The relationship between brain structure and brain function is fundamental to neuroscience. Early studies designed to parcellate human and non-human cortex into regions that were distinct in their structure (Brodman 1909; Vogt & Vogt 1919) acted under the hypothesis that these structurally defined regions also differed in their function. Such studies parcellate cortical regions on the basis of microstructural features such as cyto- or myeloarchitecture (Vogt et al. 1995; Roland & Zilles 1998; Zilles & Palomero-Gallagher 2001), which have direct implications for local cellular processing. Cortical regions, which may be delineated on the basis of cellular microstructure, have also been shown to differ in their connections to other brain regions (e.g. Jones & Burton 1976; Vogt 1993).

Independent of their respective relationships to cellular microstructure, there is good reason to expect a strong correspondence between regional brain function and connectional architecture. Anatomical connections constrain the nature of the information available to a region and the influence that it can exert over other regions in a distributed network: local structural organization can therefore be expected to determine local functional specialization. However, this relationship between circuitry and function has proved difficult to test directly in the absence of a mechanism for investigating connectivity in the functioning brain. Direct information relating to anatomical connections in the human brain is sparse and, until recently, only available post-mortem. More direct assessment of connectivity is feasible using invasive tracer techniques in non-human animals, but these approaches must be focused on specific regions, and assessment of function in the same animals is technically demanding (although excellent examples do exist; Yoshida et al. 2003).

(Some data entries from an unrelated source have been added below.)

PR #532, opened 2019-07-12
Fix types for fusion-plugin-react-router

AlexMSmithCA:
Changes include:
* Updates to `types.js` to mirror [flow-typed/.../react-router-dom_v4.x.x.js](https://github.com/flow-typed/flow-typed/blob/master/definitions/npm/react-router-dom_v4.x.x/flow_v0.98.x-/react-router-dom_v4.x.x.js)
* Minor de-dup of existing types

### DIFF
--- a/fusion-plugin-react-router/src/modules/BrowserRouter.js
+++ b/fusion-plugin-react-router/src/modules/BrowserRouter.js
@@ -8,23 +8,13 @@
 
 import * as React from 'react';
 import PropTypes from 'prop-types';
-import {Router as BaseRouterUntyped} from 'react-router-dom';
+import {Router as BaseRouter} from 'react-router-dom';
 
-import type {RouterType, RouterHistoryType} from '../types.js';
+import type {RouterPropsType as PropsType, RouterType} from '../types.js';
 
 export {Status, NotFound} from './Status.js';
 export {Redirect} from './Redirect.js';
 
-const BaseRouter: RouterType = (BaseRouterUntyped: any);
-
-type PropsType = {|
-  context?: any,
-  onRoute?: Function,
-  history: RouterHistoryType,
-  Provider?: RouterType,
-  basename?: string,
-  children?: React.Node,
-|};
 type ContextType = {
   __IS_PREPARE__: boolean,
 };
@@ -58,6 +48,7 @@ class BrowserRouter extends React.Component<PropsType> {
     const {Provider, history, basename} = this.props;
     if (!Provider) throw new Error('Missing Provider for Browser Router');
     return (
+      // $FlowFixMe
       <Provider basename={basename} history={history}>
         {this.props.children}
       </Provider>
@@ -81,5 +72,5 @@ BrowserRouter.childContextTypes = {
   onRoute: PropTypes.func.isRequired,
 };
 
-const BrowserRouterTyped: React.ComponentType<PropsType> = BrowserRouter;
+const BrowserRouterTyped: RouterType = BrowserRouter;
 export {BrowserRouterTyped as Router};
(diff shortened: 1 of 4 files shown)


fusion-plugin-react-router/src/modules/BrowserRouter.js
```diff
@@ -58,6 +48,7 @@ class BrowserRouter extends React.Component<PropsType> {
     const {Provider, history, basename} = this.props;
     if (!Provider) throw new Error('Missing Provider for Browser Router');
     return (
+      // $FlowFixMe
```
AlexMSmithCA: Necessary to resolve the following Flow complaint:

```sh
Error ┈┈┈┈┈┈┈┈┈┈┈┈┈┈┈┈┈┈┈┈┈┈┈┈┈┈┈┈┈┈┈┈┈┈┈┈┈┈┈┈┈┈┈┈┈┈┈┈┈┈┈┈┈┈┈┈┈┈┈┈┈┈┈┈┈┈┈┈┈┈┈┈┈┈┈┈┈┈┈┈ src/modules/BrowserRouter.js:51:8

Cannot create Provider element because property basename is missing in object type [1] but exists in props [2].

     src/modules/BrowserRouter.js
      48│     const {Provider, history, basename} = this.props;
      49│     if (!Provider) throw new Error('Missing Provider for Browser Router');
      50│     return (
 [2]  51│       <Provider basename={basename} history={history}>
      52│         {this.props.children}
      53│       </Provider>
      54│     );
      55│   }
      56│ }

     src/types.js
 [1] 148│ type BaseRouterType = React.ComponentType<{|
     149│   history: RouterHistoryType,
     150│   children?: React.Node,
     151│ |}>;
```

Note that`BaseRouterType` is taken directly from the libdef on flow-typed:

https://github.com/flow-typed/flow-typed/blob/c65b1c9cdf830e095ebc359130f1d3330428cf51/definitions/npm/react-router-dom_v4.x.x/flow_v0.98.x-/react-router-dom_v4.x.x.js#L121-L124

It isn't clear to me if `basename` should be added.  Happy to hear others' thoughts here.

fusion-plugin-react-router/src/modules/ServerRouter.js
```diff
@@ -51,6 +40,7 @@ class ServerRouter extends React.Component<PropsType> {
     const {Provider, history, basename, children} = this.props;
     if (!Provider) throw new Error('Missing Provider for Server Router');
     return (
+      // $FlowFixMe
```
AlexMSmithCA: Same justification as https://github.com/fusionjs/fusionjs/pull/532/files#r303153458

fusion-plugin-react-router/src/types.js
```diff
@@ -8,6 +8,24 @@
...
+  onRoute?: Function,
+  history: RouterHistoryType,
+  Provider?: BaseRouterType,
+  basename?: string,
+  children?: React.Node,
+};
+
+export type RouterType = React.ComponentType<RouterPropsType>;
+
+/* Types below adapted from flow-typed's libdef for react-router-dom
```
AlexMSmithCA: Updated all of the below types to mirror those from the libdef.  Ideally, these remain in sync.

fusion-plugin-react-router/src/modules/BrowserRouter.js
micburks: This is definitely confusing. It looks like the base `Router` takes history and children props (https://reacttraining.com/react-router/web/api/Router), but if the user was to supply their own router: https://github.com/fusionjs/fusionjs/blob/d25d2c6ada528d153ae1bda41a16be2c9bbce885/fusion-plugin-react-router/src/plugin.js#L55 then basename should be supplied because it could be one of the other router types (`BrowserRouter`, `HashRouter`, etc.) that do take `basename` prop

AlexMSmithCA:
!resync

AlexMSmithCA:
!merge

PR #537, opened 2019-07-14
Use custom module ids for instrumented module imports

micburks:
There are 2 issues that are somewhat related, instrumented module ids and instrumented chunk ids. I grouped these changes together because the issues can be reproduced in the same fashion (dynamically importing code that imports other code).

### Issue - Module IDs
Some production builds were getting these errors:

`Bundle does not contain a default export ` from [here](https://github.com/fusionjs/fusionjs/blob/master/fusion-react/src/async/split.js#L108)

or

`Cannot read property 'call' of undefined` because `modules[moduleId].call(/* ... */)` in webpack bootstrap code.

### Cause
This seems to have been because the instrumented `__MODULE_ID` was different than the `__webpack_modules__` key.

### Fix
The initial implementation of the translation instrumentation, I was unsure why some production builds were missing a `module.id`, but it appears to be because `afterOptimizeDependencies` is an earlier compilation phase then `beforeModuleIds ` where the module ids are assigned in HashedModuleIdsPlugin, which is only used in production builds for client bundles.

This fix creates custom module ids at the `afterOptimizeDependencies` phase, and makes sure they are reused in the `beforeModuleIds` phase by caching them based on module path (from `module.libIdent`).

### Issue - Chunk IDs
In some places, translations were not working correctly. Serialized translations were empty or incomplete and `/_translations` API endpoint was responding with an empty object.

### Cause
This is caused by a disconnect between chunk ids on the server versus the client for the same module.

### Fix
Use `module.rootModule.request` rather than `module.originRequest` for `ConcatenatedModule`s in the production build.


micburks:
> How difficult would it be to create an e2e regression test case for the bug this fixes?

I'll try again. Up until I found this fix, I was unable to reproduce the bug in simple apps

fusion-cli/test/e2e/split-translations/fixture/src/split1.js
```diff
@@ -2,9 +2,11 @@
 
 import React from 'react';
 import {Translate} from 'fusion-plugin-i18n-react';
+import OtherComponent from './other-component.js';
```
micburks: This seems a little crazy that importing another component would break the build, but it does. It's possible this becomes a different type of `AsyncBlock` dependency like a `ConcatenatedModule` or something when importing code that doesn't exist in a different bundle.

On master:
The module id in the instrumentation is an absolute path to a file, but the module id is the hash `fPq8`.

On this branch:
The module id in the instrumentation and the chunk are both `__fusion__0`.

micburks:
> > How difficult would it be to create an e2e regression test case for the bug this fixes?
> 
> I'll try again. Up until I found this fix, I was unable to reproduce the bug in simple apps

Nvm. This was super easy to reproduce

fusion-cli/build/plugins/instrumented-import-dependency-template-plugin.js
```diff
@@ -108,19 +115,19 @@ InstrumentedImportDependency.Template = class InstrumentedImportDependencyTempla
     } else if (this.clientChunkIndex) {
       // Template invoked without InstrumentedImportDependency
       // server-side, use values from client bundle
-      let ids = this.clientChunkIndex.get(
-        (dep.module && dep.module.resource) || dep.originModule.resource
+      const ids = this.clientChunkIndex.get(
+        dep.module instanceof ConcatenatedModule
```
micburks: With the translations instrumentation, the chunk ids got out of sync between server and client build. This caused the i18n node plugin to lookup chunk ids that apparently had no translations.

The fix here is to use `dep.module.rootModule` for `ConcatenatedModules` instead of `dep.originModule` because the latter refers to the *importing* module, whereas the former refers to the *imported* module.

fusion-cli/test/e2e/split/test.js
```diff
@@ -16,10 +17,21 @@ test('`fusion dev` CHUNK_ID instrumentation', async () => {
...
-  const res = await request(`${url}/test`);
-  t.deepEqual(JSON.parse(res), [0]);
-  t.deepEqual(JSON.parse(resA), [0, 1]);
-  t.deepEqual(JSON.parse(resB), [0, 2]);
+  const resCombined = await request(`${url}/test-combined`);
+  const resTransitive = await request(`${url}/test-transitive`);
+  t.deepEqual(JSON.parse(resA), [0, 2]);
+  t.deepEqual(JSON.parse(resB), [0, 3]);
+  t.deepEqual(JSON.parse(resCombined), [0]);
+  t.deepEqual(JSON.parse(resTransitive), [1]);
```
micburks: I added another top-level dependency (`"test-d"`), so these chunk ids got bumped:
chunk 0 contains `"test-a"`, `"test-b"`, and `"test-c"`
chunk 1 contains `"test-d"`
chunk 2 contains `"test-a"`
chunk 3 contains `"test-b"`

fusion-cli/test/e2e/split/test.js
```diff
@@ -33,9 +45,20 @@ test('`fusion build` with dynamic imports and group chunks', async () => {
...
   const resA = await request(`http://localhost:${port}/test-a`);
   const resB = await request(`http://localhost:${port}/test-b`);
-  const res = await request(`http://localhost:${port}/test`);
-  t.deepEqual(JSON.parse(res), [10003, 3]);
+  const resCombined = await request(`http://localhost:${port}/test-combined`);
+  const resTransitive = await request(`http://localhost:${port}/test-transitive`);
   t.deepEqual(JSON.parse(resA), [10003, 10004, 3, 4]);
   t.deepEqual(JSON.parse(resB), [10003, 10005, 3, 5]);
+  t.deepEqual(JSON.parse(resCombined), [10003, 3]);
+  t.deepEqual(JSON.parse(resTransitive), [10006, 6]);
```
micburks: This fails on master because `"test-d"` erroneously thinks it shows up in chunks 0, 1, and 2 (10000, 10001, and 10002 in legacy build)

micburks:
!resync

micburks:
!resync

PR #540, opened 2019-07-15
Catch parseBody errors

brendean:
Currently if the call to `parseBody` fails (either because the body is too big for malformed JSON) the exception is not caught. I think we should catch the exception here and then return a failure response without trying to execute the handler.


AlexMSmithCA:
!merge

PR #548, opened 2019-07-16
Export all types from fusion-plugin-react-redux

AlexMSmithCA:
Resolves [WPT-3794](https://jeng.uberinternal.com/browse/WPT-3794):

> We'd like as much typing as possible.


AlexMSmithCA:
!merge

PR #550, opened 2019-07-17
Clean up typing for Tokens

phou87:
The old way that we extracted the underlying generic service type (T) that a token (Token<T>) provides was as follows:

- We defined the Token type to be a callable function that returns T (even though it isn't one!)
- We used an any cast to coerce created tokens into this type
- We used ExtractReturnType along with $Call to "call" the token type itself

This is fairly unintuitive and roundabout, when we can simply fetch the generic type directly by adjusting the utility function. I also exported it so that others can use it, since not all plugins export their underlying types.

### DIFF
--- a/fusion-core/src/base-app.js.flow
+++ b/fusion-core/src/base-app.js.flow
@@ -9,7 +9,7 @@
 import type {
   aliaser,
   cleanupFn,
-  ExtractReturnType,
+  ExtractTokenType,
   FusionPlugin,
   Middleware,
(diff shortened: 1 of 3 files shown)


KevinGrandon:
!merge

AlexMSmithCA:
It looks like this `!merge` did not trigger the sync'd PR to land:  https://github.com/uber/fusionjs/pull/301

Going to manually update and land it.

Issue #261, opened 2019-05-09
[fusion-plugin-service-worker#25] Handle SW middleware errors


chrisdothtml:
This issue was migrated from [fusionjs/fusion-plugin-service-worker#25](https://github.com/fusionjs/fusion-plugin-service-worker/issues/25) and was originally reported by @angus-c.

---

PR #553, opened 2019-07-19
Send 500 on Service Worker middleware error

angus-c:
Resolves fusionjs/fusionjs#261 

Previously we just logged the error.
I spent too long trying to write a test for this but it's actually really hard to get it to fail without editing non-test code.

### DIFF
--- a/fusion-plugin-service-worker/src/server.js
+++ b/fusion-plugin-service-worker/src/server.js
@@ -61,7 +61,7 @@ export default ((__NODE__ &&
             } catch (err) {
               ctx.status = 500;
               ctx.body = {error: err.message};
-              // logger.error('Error in Service Worker endpoint:', err);
+              logger.error('Error in Service Worker endpoint:', err);
             }
           }
           return next();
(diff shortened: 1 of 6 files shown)


fusion-plugin-service-worker/src/server.js
```diff
@@ -54,8 +54,11 @@ export default ((__NODE__ &&
                   : [],
                 cacheDuration,
               });
-            } catch (e) {
-              console.log('Error in Service Worker endpoint:', e); // eslint-disable-line
+            } catch (err) {
+              ctx.status = 500;
+              ctx.body = {error: err.message};
+              // log here because `sw.register` will not report the err object back to the client
+              console.log('Error in Service Worker endpoint:', err); // eslint-disable-line
```
mlmorg: Should this be depending on and using the LoggerToken instead of console.log?

angus-c: Fixed

angus-c:
reverted

PR #99, opened 2019-05-24
Benders decomposition

guimarqu:


src/formulation.jl
```diff
@@ -74,6 +74,11 @@ getelem(f::Formulation, id::ConstrId) = getconstr(f, id)
 generatevarid(f::Formulation) = VarId(getnewuid(f.var_counter), f.uid)
 generateconstrid(f::Formulation) = ConstrId(getnewuid(f.constr_counter), f.uid)
 
+getmaster(f::Formulation{<:AbstractMasterDuty}) = f
```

Magnetic resonance diffusion imaging is able to characterize the local diffusion properties of water in tissue at a millimetre scale (Le Bihan 2003). In tissue with a high degree of directional organization, the self-diffusion of water is hindered more in some directions than others. For example, water diffusion in brain white matter is more hindered perpendicular than parallel to the major axis of a fibre bundle (Moseley et al. 1990), such that the direction of least resistance to diffusion (or principal diffusion direction) aligns well with the mean fibre orientation in an imaging voxel (Basser et al. 1994). Recent developments in diffusion tensor imaging techniques have enabled this diffusion anisotropy to be quantified, and for the principal diffusion direction to be computed at each voxel. Using these local fibre orientations, early studies were able to trace large white matter fibre tracts (Basser & Pierpaoli 1996; Mori et al. 1999; Catani et al. 2002), raising the possibility of explorations of anatomical connectivity in the living human brain. Using diffusion tractography, it has been possible to identify specific patterns of anatomical connectivity associated with grey matter ‘seed’ voxels (Conturo et al. 1999; Behrens et al. 2003a), and to demonstrate that spatially near, but functionally distinct, grey matter seed voxels have very different connectivity patterns (figure 1).

Figure 1 Tracing anatomical connections with diffusion imaging: (a) seeded from a single voxel in a ventral lateral location in thalamus. In macaque monkeys, ventral lateral nucleus of thalamus (VL) processes motor information and projects to primary motor cortex (more ...)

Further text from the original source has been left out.